Former Labour leader Jeremy Corbyn continues to represent the constituency he has held since 1983. Corbyn won Islington North as an independent candidate, having being blocked from being a Labour candidate in March 2023 by Starmer. It must be noted that in the 2024 elections, the Labour Party got half a million less votes than in 2019 under Corbyn, when it achieved the worst result in history in terms of seats.

UK voters were tired of the disastrous Conservative rule and often voted for Reform UK. As a result, RUK was third in many constituencies. For example: In South West Norfolk, Liz Truss was defeated by Labour’s Terry Jermy. Socialism sweeps the Fens? Not exactly. Jeremy won just 26.7% of the vote. But in a crowded field, first-past-the-post does odd things. Truss, with 25.3%, was followed closely by Reform’s Toby McKenzie, on 22.5%. Had just one in ten Reform voters backed Truss, she would have held her seat.

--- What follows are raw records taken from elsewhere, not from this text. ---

PR #2388, opened 2023-01-25
Add new inplace tag

### LINKED ISSUE #2360: `!in-place` tag
A fairly common problem asked in the help channels involves in-place operations like `list.sort()` which return `None`. A simple tag could be used to explain the difference in behaviour between in-place and out-of-place functions (with examples such as `sorted()` vs `list.sort()`) and how common issues involving them can be fixed.

brodycritchlow:
Closes #2360 

Would love to hear feedback on if the tag explanation is good or not as it is my first time contributing.


bot/resources/tags/in-place.md
```diff
@@ -0,0 +1,23 @@
...
+In programming, there are two types of operations: "out of place" and "in place". An "out of place" operation creates a new object, leaving the original object unchanged. An "in place" operation modifies the original object, without creating a new one. These operations return None explicitly.
+
+A common example of these different concepts is seen in the use of the methods `list.sort()` and sorted(...) in Python. Using `list.sort()` will modify the original list and return None, so attempting to access an element of the list after calling `sort()` will result in an error. 
+
+For example, the following code will result in an error:
+
+```py
+a_list = [3, 1, 2]
+a_new_list = a_list.sort() # This will be None
+print(a_new_list[1]) # This will error
```
CaedenPH, line 12:
```suggestion
print(a_new_list[1]) # This will error because it is empty
```
Is this part necessary?

bot/resources/tags/in-place.md
```diff
@@ -0,0 +1,23 @@
...
+```
+
+On the other hand, using `sorted(...)` will return a new sorted list, leaving the original list unchanged. This means that if you expect the original list to be sorted, you will be disappointed with the result. For example, the following code will print 3 instead of 1:
```
CaedenPH, line 15:
```suggestion
On the other hand, using the function `sorted(...)` will return a new sorted list, leaving the original list unchanged. This means that if you expect the original list to be sorted, you will be disappointed with the result. For example, the following code will print 3 instead of 1:
```

bot/resources/tags/in-place.md
```diff
@@ -0,0 +1,23 @@
...
+
+```py
+a_list = [3, 1, 2]
+sorted(a_list)
+print(a_list[0]) # You may expect 1, but it will print 3
+```
+
+To avoid these errors and unexpected results, it is required to assign the result of sorted(...) to a new variable and use list.sort() method in the original list. This way, the original list will be sorted and the new list will be created with the sorted elements.
```
CaedenPH, line 23:
```suggestion
To avoid these errors and unexpected results, it is required to assign the result of `sorted(...)` to a new variable and use `list.sort()` method in the original list. This way, the original list will be sorted and the new list will be created with the sorted elements.
```

CaedenPH (approved):
Looks good to me, but I'm sure others with have things to say

bot/resources/tags/in-place.md
```diff
@@ -0,0 +1,17 @@
+**Out of Place** and **In Place**
+
+In programming, there are two types of operations: "out of place" operations creates a new object, leaving the original object unchanged. "in place" operations modifies the original object, without creating a new one. These operations return None explicitly.
```
dawnofmidnight, line 3:
```suggestion
In programming, there are two types of operations: "out of place" operations create a new object, leaving the original object unchanged. "in place" operations modify the original object, without creating a new one. These operations return None explicitly.
```

bot/resources/tags/in-place.md
```diff
@@ -0,0 +1,17 @@
...
+
+A common example of these different concepts is seen in the use of the methods `list.sort()` and `sorted(...)`. Using `list.sort()` and attempting to access an element of the list will result in an error. 
+
+```py
+a_list = [3, 1, 2]
+a_new_list = a_list.sort() # This will be None
+print(a_new_list[1]) # This will error because it is NoneType and not a list
+
+a_list = [3, 1, 2]
```
dawnofmidnight, line 12: It may be a bit clearer to use a new name here.

bot/resources/tags/in-place.md
```diff
@@ -0,0 +1,17 @@
...
+sorted(a_list)
+print(a_list[0]) # You may expect 1, but it will print 3
+```
+
```
dawnofmidnight, line 16: This empty line can be removed, Discord's rendering auto-inserts one after code blocks.

bot/resources/tags/in-place.md
```diff
@@ -0,0 +1,17 @@
...
+To avoid these errors and unexpected results, it is required to assign the result of `sorted(...)` to a new variable and use `list.sort()` method in the original list. This way, the original list will be sorted and the new list will be created with the sorted elements.
```
dawnofmidnight, line 17: I'm not sure how I like "it is required" here, as well as the focus on lists. My proposal here would something along the lines of:

> To avoid these errors and unexpected results, you should either use an in-place operation (`sorted(...)`) and assign it to a variable or use an out-of-place operation (`list.sort()`) without assignment.

The wording can obviously vary, but I'd prefer to see something general like that.

dawnofmidnight (changes requested):
Thanks! There are a couple wording changes that I think would be beneficial for clarity here, but this is overall pretty good.

bot/resources/tags/in-place.md
brodycritchlow: For both or what exact list name

bot/resources/tags/in-place.md
brodycritchlow: Seems good to me, I chose required because I couldn't really think of anything else in the moment.

bot/resources/tags/in-place.md
brodycritchlow: Ah i see, resolved

bot/resources/tags/in-place.md
n0Oo0Oo0b: I think variable names here should be more in-line with what the person was trying to do, so I would call them `unsorted_list` and `sorted_list` for the first example and `list_to_sort` in the second one.

I also think the way you show the unexpected behavior (with indexing) is overcomplicated, something like
```py
print(a_new_list)  # Outputs None. Where did the list go?
```
and
```py
print(outofplace_list)  # The list still isn't sorted. Why?
```
would make it easier to understand for beginners.

brodycritchlow: @n0Oo0Oo0b Seems like a good idea, updated.

n0Oo0Oo0b (changes requested):
I still think the list variable names could still be improved (not necessarily to what I suggested before) because having inplace/outofplace in the names suggest that it's a property of the lists, not the functions that you run.

brodycritchlow:
> I still think the list variable names could still be improved (not necessarily to what I suggested before) because having inplace/outofplace in the names suggest that it's a property of the lists, not the functions that you run.

What would be some better names, I mean they could be generically named `a_list`, and `another_list`.

n0Oo0Oo0b:
I think `unsorted_list`/`sorted_list` for the first example and `list_to_sort` for the second will be fine, probably with a `# Wrong:` line at the top as well to show that it isn't the correct way to use the functions

n0Oo0Oo0b (approved):
Looks good, approved.

brodycritchlow:
@dawnofmidnight availabe to rereview?

bot/resources/tags/in-place.md
```diff
@@ -0,0 +1,19 @@
...
+
+In programming, there are two types of operations: "out of place" operations create a new object, leaving the original object unchanged. "in place" operations modify the original object, without creating a new one. These operations return None explicitly.
+
+A common example of these different concepts is seen in the use of the methods `list.sort()` and `sorted(...)`. Using `list.sort()` and attempting to access an element of the list will result in an error. 
+
+```py
+# WRONG:
+
+unsorted_list = [3, 1, 2]
+sorted_list = inplace_list.sort() # This will be None
```
dawnofmidnight, line 11:
```suggestion
sorted_list = unsorted_list.sort() # This will be None
```

dawnofmidnight (changes requested):
This looks mostly good to me, apart from a small fix and the proposed re‐wording in my previous review.

bot/resources/tags/in-place.md
brodycritchlow: 👍, updated.

bot/resources/tags/in-place.md
```diff
@@ -0,0 +1,19 @@
...
+
+In programming, there are two types of operations: "out of place" operations create a new object, leaving the original object unchanged. "in place" operations modify the original object, without creating a new one. These operations return None explicitly.
+
+A common example of these different concepts is seen in the use of the methods `list.sort()` and `sorted(...)`. Using `list.sort()` and attempting to access an element of the list will result in an error. 
+
+```py
+# WRONG:
+
+unsorted_list = [3, 1, 2]
+sorted_list = unsorted_list.sort() # This will be None
```
Ibrahim2750mi, line 11: [PEP 257](https://peps.python.org/pep-0008/#inline-comments) 
> An inline comment is a comment on the same line as a statement. Inline comments should be separated by at least two spaces from the statement. They should start with a # and a single space.

Should be changed to
```python
sorted_list = unsorted_list.sort()  # This will be None
```

bot/resources/tags/in-place.md
```diff
@@ -0,0 +1,19 @@
+**Out of Place** and **In Place**
```
Ibrahim2750mi, line 1: You should add it as embed title according to this #2419

Ibrahim2750mi (changes requested):

brodycritchlow:
@dawnofmidnight are there still changes you would like me to do, I think I have resolved all of them.

Ibrahim2750mi (approved):
LGTM!

bot/resources/tags/in-place.md
```diff
@@ -0,0 +1,22 @@
+---
+embed:
+    title: "Out of place and in place"
+---
+
+In programming, there are two types of operations: "out of place" operations create a new object, leaving the original object unchanged. "in place" operations modify the original object, without creating a new one. These operations return None explicitly.
```
dawnofmidnight, line 6:
```suggestion
In programming, there are two types of operations: "out of place" operations create a new object, leaving the original object unchanged. "in place" operations modify the original object without creating a new one, and return `None` explicitly.
```

brodycritchlow:
Sorry, Im a little slow at seeing the reviews.

dawnofmidnight (approved):
Thanks for entertaining all these changes! I know I've made a lot of comments 😅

The YouGov poll showed that these elections were not a success for Keir Starmer, who is Labour’s leader and the new Prime Minister of Great Britain, as naive social liberals around the world would like to claim. In this poll, YouGov asked Labour voters why they would vote for the party on 4 June. As many as 48% answered "to get rid of the Tories," 13% "the country needs change" and only 5% "I agree with their policy". This means that the ‘social’ programme did not win. And no wonder. Labour had a social agenda under Corbyn. Nowadays they are probably best characterised as "Tories dressed in red". Labour has pledged to stick to conservative tax and spending plans (another similarity to Tony Blair's approach in opposition) and has recently come under fire for backtracking on its flagship £28 billion green energy investment pledge.

To sum up, June and early July were very hot months: not only as a result of climate change, but also political change. On the horizon, of course, are the US elections, where the campaign and constant surprising moments may change their course.

As such, there is no revolutionary force in the world that could overcome systemic stagnation and an unsustainable status quo. In fact, as the EU and UK elections have shown, a change of power in bourgeois democracies is just a repainting of an old chair, not a real change.

However, an awakening of working people is emerging around the world. It can be seen, for example, in the protests in Kenya against the scandalous budget bill. When such acts of anger of oppressed people are organised by a revolutionary party, they will become a political force capable of change.